Pemangkasan suku bunga ini terjadi beberapa hari setelah Perdana Menteri Kevin Rudd mengumumkan, bahwa pemilihan umum akan digelar pada 7 September. Ekonomi Australia diharapkan menjadi isu hangat dalam pemilu selain perubahan iklim.
Menteri Keuangan, Chris Bowen, menyambut baik langkah tersebut. "Pemangkasan ini berarti bahwa sebuah keluarga dengan kredit rumah senilai 300 ribu dolar Australia sekarang harus membayar sekitar 500 ribu dolar Australia dalam jangka waktu kurang dari sebulan," ujarnya seperti dikutip laman BBC, Rabu, 7 Agustus 2013.
Menurut dia, jika suku bunga sekarang diturunkan, hal itu disebabkan kondisi ekonomi saat ini yang mengharuskan suku bunga dipangkas. "Jika suku bunga turun ini karena pemerintah menghadapi ekonomi yang lebih berat dibandingkan pemerintah sebelumnya."
Dalam beberapa tahun terakhir, ekonomi Australia digerakkan oleh sektor sumber daya. Permintaan yang tinggi dari negara seperti Cina membuat penjualan komoditas melonjak. Hal ini membantu Australia menyeimbangkan pertumbuhan ekonomi di tengah krisis global. Tapi perkembangan ekonomi terbaru serta fluktuasi harga komoditas telah mengganggu ekonomi Australia.

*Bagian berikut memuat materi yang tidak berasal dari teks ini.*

PR #5889, opened 2021-05-24
!!TEMPORARY SOFT FEATURE FREEZE, PLEASE READ!!

Useroth:
## SOFT FEATURE FREEZE

For time being, we'd like to put new features on hold and focus on polishing what we've got for about a month. Please take this moment to polish what you have, design new features, and to think about the direction you want to take the server on. We will be holding discussions as well, so we can see what developers and others have in store for the future.

We will continue to merge PRs from our upstream, map PRs, fixes, improvements/refinements, donator PRs, and simple PRs involving cosmetic/non-mechanical changes, i.e. non-mechanical content or anything that doesn't introduce or have new mechanics like clothing, sounds, and so forth. We may also add PRs chosen by the host and head maintainers, especially if they are deemed essential or needed. Please ask the host if you fit under any of these requirements.

We may allow some leniency for any ongoing projects that were nearing release and are known to the maintainers, but this is something that needs to be discussed.

### DIFF
--- a/memes
+++ b/memes
@@ -1,0 +1,1 @@
+whatcha lookin' at?


memes
```diff
@@ -0,0 +1 @@
+whatcha lookin' at?
```
Gandalf2k15, line 1: this should be a define

Funce, line 1: Don't forget to tick any new files in your .dme!

unit0016, line 1: Atomize your PR

NullDagaf, line 1: Put this in the changelog. We don't want undocumented changes, now do we?

Funce:
Funny meme

PR #5905, opened 2021-05-24
[MODULAR] Fixes type path error in the Liquids Module

DuffCreeper:
## About The Pull Request

Apparently some typepaths were set to plasteel and not iron?
image

## Why It's Good For The Game

Fixity fix fix so the thing can compile? I dunno

## Changelog
:cl:
fix: Fixed up type paths in liquids
/:cl:


Useroth:
That's an improvement.

PR #10719, opened 2022-01-15
[MODULAR] Sidearm Tokens Crate, and Sidearms Alert Change

axietheaxolotl:
## About The Pull Request

Adds a sidearm token crate to Cargo, and changes the alert level needed for sidearms to be amber.

Carrying around a rifle at all times is impractical, and dumb. What happens is the alert level raises, and suddenly Sec is packing incendiary over-powered rifles. This allows for a stopgap for this, so they aren't carrying around Rifles/Primaries 24/7. Yes, they are ballistic, but so are WTs, and you have to go out of your way to order those. The same applies here.

They've also had the needed alert level for them upped to amber, this is to enforce that they're a downgrade to a proper primary when that's not needed. Not having it on Blue should reduce "sec carry around gun 24/7" syndrome.

## Changelog

:cl:
add: Sidearms Token Crate to Cargo
balance: Sidearm tokens now require amber alert to use
/:cl:

### DIFF
--- a/modular_skyrat/modules/sec_haul/code/guns/token_system/token_system.dm
+++ b/modular_skyrat/modules/sec_haul/code/guns/token_system/token_system.dm
@@ -73,7 +73,7 @@
 	name = "sidearm armament holochip"
 	desc = "A holochip used in any armament vendor, this is for sidearms. Do not bend."
 	icon_state = "token_sidearm"
-	minimum_sec_level = SEC_LEVEL_BLUE
+	minimum_sec_level = SEC_LEVEL_AMBER
 
 /obj/item/armament_token/sidearm/get_available_gunsets()
 	return list(
--- a/modular_skyrat/modules/cargo/code/packs.dm
+++ b/modular_skyrat/modules/cargo/code/packs.dm
@@ -176,6 +176,13 @@
 					/obj/item/gun/ballistic/automatic/pistol/toy) //they just hate you.
 	crate_name = "dusty crate"
 
+/datum/supply_pack/security/armory/sidearm
+	name = "Armadyne Sidearm Tokens Crate"
+	desc = "Contains one set of Armadyne branded Sidearm Tokens, to be redeemed at an appropriate vending machine."
+	cost = CARGO_CRATE_VALUE * 7
+	contains = list(/obj/item/storage/box/armament_tokens_sidearm)
+	crate_name = "sidearm token crate"
+
 //////////////////////////////////////////////////////////////////////////////
 ///////////////////////////// Engineering ////////////////////////////////////
 //////////////////////////////////////////////////////////////////////////////


Iamgoofball:
:-1:
You have a sidearm, it's called your disabler. Use your disabler.

modular_skyrat/modules/sec_haul/code/guns/token_system/token_system.dm
```diff
@@ -73,7 +73,7 @@
 	name = "sidearm armament holochip"
 	desc = "A holochip used in any armament vendor, this is for sidearms. Do not bend."
 	icon_state = "token_sidearm"
-	minimum_sec_level = SEC_LEVEL_BLUE
+	minimum_sec_level = SEC_LEVEL_AMBER
```
Zonespace27, line 76: PR desc says set to blue, yet you set to amber
edit: the "about" section and the "how this contributes" section say two different things

tf-4:
> 👎 You have a sidearm, it's called your disabler. Use your disabler.

modular_skyrat/modules/sec_haul/code/guns/token_system/token_system.dm
axietheaxolotl: 💀 I forgor

Aether217:
This goes against the decision that was made to move away from ballistics for security and it brings back the nightmare of trying to balance the sidearms.

RatFromTheJungle:
These shouldn't be using the antiquated tokens system anywhom, and most of the guns probably should be moved to 'contraband' and or emag-crates

YakumoChen:
All this does is replace the problem of field reloadable longarms with carrying 20 pistols in your satchel

axietheaxolotl:
> All this does is replace the problem of field reloadable longarms with carrying 20 pistols in your satchel

There's 3 tokens in a crate, and you can only order a crate every 20 minutes, if that. If you somehow manage to get the Warden or HoS to give you more then one sidearm, I'll be very surprised.

axietheaxolotl:
> This goes against the decision that was made to move away from ballistics for security and it brings back the nightmare of trying to balance the sidearms.

Ballistics were never removed from Sec, see: WT-550s. They just aren't the primary focus. You can still get ballistics, you just need to go out of your way to get them. Like it is here.

axietheaxolotl:
> These shouldn't be using the antiquated tokens system anywhom, and most of the guns probably should be moved to 'contraband' and or emag-crates

this is fair, but honestly I liked the choice system sidearms had. Everything will devolve into "meta", MCRs did it too. Fact-a-life, really.

Gandalf2k15:
We're phasing these out of use fairly soon, I don't want to add more new code relying on them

Ekonomi Australia diprediksi tumbuh 2,5 persen, lebih rendah dari proyeksi sebelumnya yang mencapai 2,75 persen. Analisis dari RBC Capital Markets, Michael Turner, mengatakan, perlambatan ekonomi mendorongbank sentral untuk menurunkan suku bunga pinjaman untuk mengurangi beban pelaku ekonomi dan konsumen.
"Ekonomi mungkin melambat, jadi pemerintah mulai mengambil langkah penyesuaian berupa pemangkasan suku bunga," Turner. Dia memprediksi bank sentral akan memangkas suku bunga acuan 25 basis point pada kuartal terakhir tahun ini.